▶ _Activity_:
A complete and exact copy of the data below is required.

▶ _Data below_:
────────
PR #454, opened 2026-08-31
fix(judge): no fabricated score-0, no duplicated reasoning; judge rows answer WHY it failed / HOW to fix it

goyamegh:
## Description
────────
▶ _Expected answer_:
PR #454, opened 2026-08-31
fix(judge): no fabricated score-0, no duplicated reasoning; judge rows answer WHY it failed / HOW to fix it

goyamegh:
## Description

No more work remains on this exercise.